Common reasons code insights may not match search results
There are a few reasons why chart data series' most recent datapoint may show you a different number of match counts than the same search query run in Sourcegraph manually.
If the chart data point shows higher counts than a manual search
[For versions pre-3.40] Not including fork:no
and archived:no
in your insight query
Because code insights historical search defaults to fork:yes
and archived:yes
, but a Sourcegraph search via the web interface or CLI does not, it may be that your insight data series is including results from repositories that are excluded from a Sourcegraph search. Try running the same search again manually with fork:yes
and archived:yes
filters.
NOTE: 3.40+ version defaults to
fork:no
andarchived:no
, the same way the search UI does.
Manual search will not include unindexed repositories
All repositories in a historical search are unindexed, but a manual Sourcegraph search only includes indexed repositories. It's possible your manual searches are missing results from unindexed repositories.

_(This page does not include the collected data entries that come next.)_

PR #6506, opened 2022-03-14
Add qrcode field type

wachterjohannes:
| Q | A
| --- | ---
| Bug fix? | no
| New feature? | no
| BC breaks? | no
| Deprecations? | no
| Fixed tickets | none
| Related issues/PRs | none
| License | MIT
| Documentation PR | none

#### What's in this PR?

This PR integrates a QR-Code library into the form.

#### Why?

Can be used to generate QR-Codes in the form.


alexander-schranz (approved):
Code looks fine. Should we add a content type for it? And add some docs for our content type documentation. 

I will test it with the current project to check the design and how it looks like in different formats / grid sizes.

src/Sulu/Bundle/AdminBundle/Resources/js/package.json
```diff
@@ -39,6 +39,7 @@
         "react-datetime": "^3.0.0",
         "react-dropzone": "^11.2.0",
         "react-portal": "^4.1.0",
+        "react-qr-code": "^2.0.3",
```
alexander-schranz, line 42: I checked some alternatives, but this did look for me for the best match currently as it concentrates on the qr code usecase and seems good maintained.

src/Sulu/Bundle/AdminBundle/Resources/js/components/QRCode/qrcode.scss
```diff
@@ -0,0 +1,5 @@
+@import '../../containers/Application/colors.scss';
+
+.qrcode {
+    margin-top: 20px;
```
alexander-schranz, line 6: Should have a define `width` and a `max-width: 100%`.
It should also have the `background: $white` being set and have some `padding` white padding around this. Some qr code scanner requires a white border around the qr code.

PR #6508, opened 2022-03-14
Improved admin table cell text overflow handling

### LINKED ISSUE #320: Form data display bug
| Q | A
| --- | ---
| Sulu Version | 2.4.0
| Form Bundle Version | 2.2.1
| PHP Version | 8.1.0
| DB Version | MySQL 5.7
| Browser Version | Chrome 97.0.4692.99
| OS Version | macOS 12.2

# Actual Behavior

Longer texts are cutted in form data list view while text is there, see screenshot.

form-data

# Expected Behavior

Form data is fully readable in list view, without exporting, downloading and opening it in an app like Excel or Numbers. 

# Steps to Reproduce

Create a form with a textarea and add longer text to it. View form data in Sulu Admin of this submitted text.

# Possible Solutions

I would create a PR but I don't know which solution you guys prefer. 
IMHO there are multiple possibilities:

- display the text truncated with overflow ellipsis and add a title attrib to the text so text could be fully read in the Tooltip when hovering it
- display the full text so table rows will grow in its height
- Add a detail view or open action in front of each row. (Like the edit button on other lists)

ymc-thzi:
| Q | A
| --- | ---
| Bug fix? | yes
| New feature? | no
| BC breaks? | no
| Deprecations? | no
| Fixed tickets | fixes https://github.com/sulu/SuluFormBundle/issues/320
| License | MIT

#### What's in this PR?

Improved handling of text overflows in admin table cells including a tooltip on hovering (added a title attribute). See screenshot of the solution:
Bildschirmfoto 2022-03-14 um 14 38 31 (3)

#### Why?

Longer texts are truncated in admin table list cells. Also, the css ellipsis is not displayed correctly. See problem screenshot:
152322124-ac1f5b05-16c3-4fad-baa4-66ec4e194608

### DIFF
--- a/src/Sulu/Bundle/AdminBundle/Resources/js/components/Table/Cell.js
+++ b/src/Sulu/Bundle/AdminBundle/Resources/js/components/Table/Cell.js
@@ -46,7 +46,7 @@ export default class Cell extends React.PureComponent<Props> {
                 className={cellClass}
                 colSpan={colSpan}
             >
-                <div className={tableStyles.cellContent} style={style}>
+                <div className={tableStyles.cellContent} style={style} title={children[1]}>
                     {children}
                 </div>
             </td>
--- a/src/Sulu/Bundle/AdminBundle/Resources/js/components/Table/Cell.js
+++ b/src/Sulu/Bundle/AdminBundle/Resources/js/components/Table/Cell.js
@@ -46,7 +46,7 @@ export default class Cell extends React.PureComponent<Props> {
                 className={cellClass}
                 colSpan={colSpan}
             >
-                <div className={tableStyles.cellContent} style={style} title={children[1]}>
+                <div className={tableStyles.cellContent} style={style}>
                     {children}
                 </div>
             </td>
--- a/src/Sulu/Bundle/AdminBundle/Resources/js/components/Table/table.scss
+++ b/src/Sulu/Bundle/AdminBundle/Resources/js/components/Table/table.scss
@@ -96,7 +96,10 @@ $borderRadius: 3px;
 }
 
 .cell-content {
-    display: flex;
+    display: inline;
+    text-overflow: ellipsis;
+    overflow: hidden;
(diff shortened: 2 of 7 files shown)


src/Sulu/Bundle/AdminBundle/Resources/js/components/Table/Cell.js
```diff
@@ -46,7 +46,7 @@ export default class Cell extends React.PureComponent<Props> {
                 className={cellClass}
                 colSpan={colSpan}
             >
-                <div className={tableStyles.cellContent} style={style}>
+                <div className={tableStyles.cellContent} style={style} title={children[1]}>
```
niklasnatter: as this is the general `Cell` component of the table, the `children` property could includes things like a button or a select. i think the better place to do this would be the `StringFieldTransformer`. 

the `StringFieldTransformer` is called with the string value and returns a html node for it. i would apply the styling to the returned node like the `ColorFieldTransformer.js` already does 🙂

niklasnatter:
Thanks a lot for the PR. I think this would be a nice UX improvement, but would prefer to move the styling to the `StringFieldTransformer` like described in https://github.com/sulu/sulu/pull/6508#discussion_r907284275. I am happy to review and test it if anybody finds the time to do that!

src/Sulu/Bundle/AdminBundle/Resources/js/components/Table/Cell.js
ymc-thzi: Great, thanks. Will do it with `StringFieldTransformer` that makes way more sense 😃

ymc-thzi:
@niklasnatter I Have reverted the first changes and pushed the title attrib and overflow css to StringFieldTransformer as you have mentioned. Can be reviewed.

niklasnatter (approved):
Thank you! 🙂

PR #6526, opened 2022-04-06
Catch invalid path exception from phpcr in load by resource-locator

wachterjohannes:
| Q | A
| --- | ---
| Bug fix? | no yes
| New feature? | no yes
| BC breaks? | no yes
| Deprecations? | no yes 
| Fixed tickets | fixes # 
| Related issues/PRs | # 
| License | MIT

#### What's in this PR?

This PR fixes a Problem when passing an invalid path to the `oadByResourceLocator` function of the `PHPCRMapper`

#### Why?

The exception passes and has to be handled in the follow up classes which should not be needed.

### DIFF
--- a/src/Sulu/Component/Content/Types/ResourceLocator/Mapper/PhpcrMapper.php
+++ b/src/Sulu/Component/Content/Types/ResourceLocator/Mapper/PhpcrMapper.php
@@ -15,6 +15,7 @@ use DateTime;
 use PHPCR\ItemExistsException;
 use PHPCR\NodeInterface;
 use PHPCR\PathNotFoundException;
+use PHPCR\RepositoryException;
 use Sulu\Bundle\DocumentManagerBundle\Bridge\DocumentInspector;
 use Sulu\Component\Content\Document\Behavior\ResourceSegmentBehavior;
 use Sulu\Component\Content\Exception\ResourceLocatorAlreadyExistsException;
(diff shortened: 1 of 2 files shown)


src/Sulu/Component/Content/Types/ResourceLocator/Mapper/PhpcrMapper.php
```diff
@@ -257,6 +258,8 @@ public function loadByResourceLocator($resourceLocator, $webspaceKey, $languageC
             }
         } catch (PathNotFoundException $e) {
             throw new ResourceLocatorNotFoundException(\sprintf('Path "%s" not found', $path), null, $e);
+        } catch (RepositoryException $e) {
```
alexander-schranz: I would not catch the repository exception here.

I think it would be better to check `$path` is a validabsolutepath via the PathHelper so we even do not hit the database here:

https://github.com/phpcr/phpcr-utils/blob/6b5db3321d6f9e7ceaf3880131a089e8e2505cfc/src/PHPCR/Util/PathHelper.php#L47

alexander-schranz (changes requested):
Check for valid path before trying to load the data.

alexander-schranz (approved):

alexander-schranz (commented):
@sabinebaer I remember a project that you did overwrite the path generation. Could you test if this change have any effects on that project. For chinese letter it seems to work: https://3v4l.org/A3KcO even a emoticon seems to work: https://3v4l.org/SFlOC

sabinebaer:
@alexander-schranz Exactly - we have overwritten path generation to allow Chineses characters. I did a quick test with your changes - it still works fine, so this change does not seem to have any impact.

alexander-schranz:
@sabinebaer thx for testing!

PR #6528, opened 2022-04-07
display the target page's title even if enableTitle is false

### LINKED ISSUE #6525: Link element // No title displayed in admin preview.
| Q | A
| --- | ---
| Sulu Version | 2.4.1
| PHP Version | 8.1
| DB Version | MariaDB 10.7.3
| Browser Version | all

# Actual Behavior

Given an element of content type "link" is used without any parameters or the parameter "enable_title" is set to false. 
When an editor selects a target of type "page" no title is displayed in the element's preview.

link

# Expected Behavior

Since this makes it hard for editors to see that a target is set, the target page's title should be displayed in the element's preview.

# Steps to Reproduce

1. Insert a content element with the following configuration to your page.

```

<property name="internal_link" type="link">
    <meta>
        <title lang="en">Link</title>
    </meta>
</property>
```

or

```
<property name="internal_link" type="link" >
    <meta>
       <title lang="en">Link</title>
    </meta>
    <params>
        <param name="enable_title" value="false"/>
    </params>
</property>
```

2. Select any internal page as the link target

# Possible Solutions

see expected behavior.

DavidFeller:
| Q | A
| --- | ---
| Bug fix? | yes
| New feature? | no
| BC breaks? | no
| Deprecations? | no
| Fixed tickets | fixes #6525 
| License | MIT

#### What's in this PR?

This PR makes sure that a content element of type "link" always displays the target's title in its admin preview even if the parameter "enableTitle" (which is only used to set a custom title) is false or undefined.

#### Why?
see #6525

### DIFF
--- a/src/Sulu/Bundle/AdminBundle/Resources/js/containers/Link/Link.js
+++ b/src/Sulu/Bundle/AdminBundle/Resources/js/containers/Link/Link.js
@@ -115,7 +115,7 @@ class Link extends Component<Props> {
                 target: enableTarget ? target : undefined,
                 anchor: enableAnchor ? anchor : undefined,
                 href,
-                title: enableTitle || title.length ? title : undefined,
+                title: enableTitle || (title != undefined && title.length) ? title : undefined,
                 locale: toJS(locale),
             }
         );
--- a/src/Sulu/Bundle/AdminBundle/Resources/js/containers/Link/Link.js
+++ b/src/Sulu/Bundle/AdminBundle/Resources/js/containers/Link/Link.js
@@ -115,7 +115,7 @@ class Link extends Component<Props> {
                 target: enableTarget ? target : undefined,
                 anchor: enableAnchor ? anchor : undefined,
                 href,
-                title: enableTitle ? title : undefined,
+                title: enableTitle || title.length ? title : undefined,
                 locale: toJS(locale),
             }
         );


src/Sulu/Bundle/AdminBundle/Resources/js/containers/Link/Link.js
```diff
@@ -115,7 +115,7 @@ class Link extends Component<Props> {
                 target: enableTarget ? target : undefined,
                 anchor: enableAnchor ? anchor : undefined,
                 href,
-                title: enableTitle ? title : undefined,
+                title: enableTitle || (title != undefined && title.length) ? title : undefined,
```
alexander-schranz, line 118: I think the logic before here is correctly the title should never be saved here when enableTitle is set to false (onChange is saving it). I think the problem is that it need to hold the title here internal something like:

```js
this.overlayTitle = title;
```

because if we are calling the title with `onChange` and later change the title of the page it will not show the new title of that page then.

alexander-schranz:
I did have a look at this but looks for me like there is currently no way to get the `title` by `href` in the frontend.
The current change will save the title, but that is not what we want in case of `enableTitle: false`, as we want always get the up2date title of the selected item.
Looking at it I think we would need an endpoint something like `/admin/api/link-items/{provider}-{href}` which returns us the `LinkItem` which we can use to display the title but also the published state here.

/cc @niklasnatter Do you see another way then providing an endpoint to get to the correct title?

niklasnatter:
Implementing an additional API endpoint for this is a bis of a hassle because we would also need to extend the `LinkProviderInterface` 😕 

But I think it would be possible to implement this in the frontend only. The Overlay component of the link type (`LinkTypeOverlay`/`MediaLinkTypeOverlay`) already needs to know how to load the title for the respective type. We could extract this functionality into a static function on the Overlay component class or extract `LinkTitleProvider`that is registered in the `linkTypeRegistry` alongside the Overlay component.

alexander-schranz:
@wachterjohannes as I know already works on it. As they had additional issue in their project.

niklasnatter:
Thanks for the pull request! We try to solve this from another angle in https://github.com/sulu/sulu/pull/6648. Hopefully we can merge that one soon 🙂

PR #6540, opened 2022-04-14
Fix cache clear when cache tags are disabled

Quehnie:
| Q | A
| --- | ---
| Bug fix? | yes
| New feature? | no
| BC breaks? | no
| Deprecations? | no
| License | MIT

#### What's in this PR?

Now the CacheClearer also check if tags are enabled not only if they are supported.

#### Why?

The user was not able to clear the cache in the admin UI.

### DIFF
--- a/src/Sulu/Bundle/WebsiteBundle/Cache/CacheClearer.php
+++ b/src/Sulu/Bundle/WebsiteBundle/Cache/CacheClearer.php
@@ -65,7 +65,7 @@ class CacheClearer implements CacheClearerInterface
         EventDispatcherInterface $eventDispatcher,
         string $varDir,
         ?CacheManager $cacheManager,
-        bool $tagsEnabled
+        bool $tagsEnabled = true
     ) {
         $this->kernelEnvironment = $kernelEnvironment;
         $this->filesystem = $filesystem;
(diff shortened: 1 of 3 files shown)


src/Sulu/Bundle/WebsiteBundle/Cache/CacheClearer.php
```diff
@@ -53,20 +53,27 @@ class CacheClearer implements CacheClearerInterface
...
+
     public function __construct(
         Filesystem $filesystem,
         $kernelEnvironment,
         RequestStack $requestStack,
         EventDispatcherInterface $eventDispatcher,
         string $varDir,
-        ?CacheManager $cacheManager
+        ?CacheManager $cacheManager,
+        bool $tagsEnabled
```
alexander-schranz: add a default value here to avoid a bc break:

```suggestion
        bool $tagsEnabled = true
```

src/Sulu/Bundle/WebsiteBundle/Cache/CacheClearer.php
```diff
@@ -80,7 +87,10 @@ public function clear(/*?array $tags = null*/)
 
         $tags = \func_num_args() >= 1 ? \func_get_arg(0) : null;
 
-        if (null !== $tags && $this->cacheManager && $this->cacheManager->supportsTags()) {
+        dump($this->tagsEnabled);
+        die;
```
alexander-schranz: 😱

src/Sulu/Bundle/WebsiteBundle/Cache/CacheClearer.php
```diff
@@ -80,7 +87,10 @@ public function clear(/*?array $tags = null*/)
...
+
+        if (null !== $tags && $this->cacheManager && $this->cacheManager->supportsTags() && $this->tagsEnabled) {
```
alexander-schranz:
```suggestion
        if (null !== $tags && $this->tagsEnabled && $this->cacheManager && $this->cacheManager->supportsTags()) {
```

would check the variable before checking the service. so it avoids the service call.

alexander-schranz (changes requested):

alexander-schranz (approved):

alexander-schranz (approved):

To investigate this, one can compare the list of repositories in the manual search (use a select:repository
filter) with the list of repositories in the insight series_points
database table. To see why a repository may not be indexing, refer to this guide.
If the chart data point shows lower counts than a manual search
New matches created since the insight datapoint ran
Currently, a data series' most recent datapoint defaults to the end of the prior month. It's possible that in the time between when your insight ran and when you ran a manual search, new matches have been added to your codebase. To confirm this, you can run type:diff
or type:commit
searches using the after:
filter, but note that those filters only support up to 10,000 repositories, so you may first need to limit your search repository set.
NOTE: Future releases of Code Insights may include an always-up-to-date present-time point.
Repository timeouts caused a datapoint to miss results
If your code insight is very large, it is possible that a few (<1% in 100+ manual tests over 26,000 repositories) repositories failed to return match counts due to timing out while searching. To check this, you can run the following GraphQL query in the Sourcegraph GraphQL API:
query debug {
insightViews(id: "INSIGHT_ID") {
nodes {
dataSeries {
label
status {
pendingJobs
completedJobs
failedJobs
}
}
}
}
insightViewDebug(id: "INSIGHT_ID") {
raw
}
}
where INSIGHT_ID
can be found in the "edit" page for the insight (selectable from the three-dot dropdown on the insight) after ...edit/
. It will look like https://yourdomain.sourcegraph.com/insights/edit/INSIGHT_ID?dashboardId=all
. The INSIGHT_ID
can also be found in the url of the single insight view found by clicking on the title of the insight. The ID will be in the url, for example, https://sourcegraph.yourdomain.com/insights/insight/{INSIGHT_ID}
If there are failedJobs
, there may be timeouts or similar issues affecting your insight.
insightViewDebug
was added in 4.2 to give you more raw information on your insight.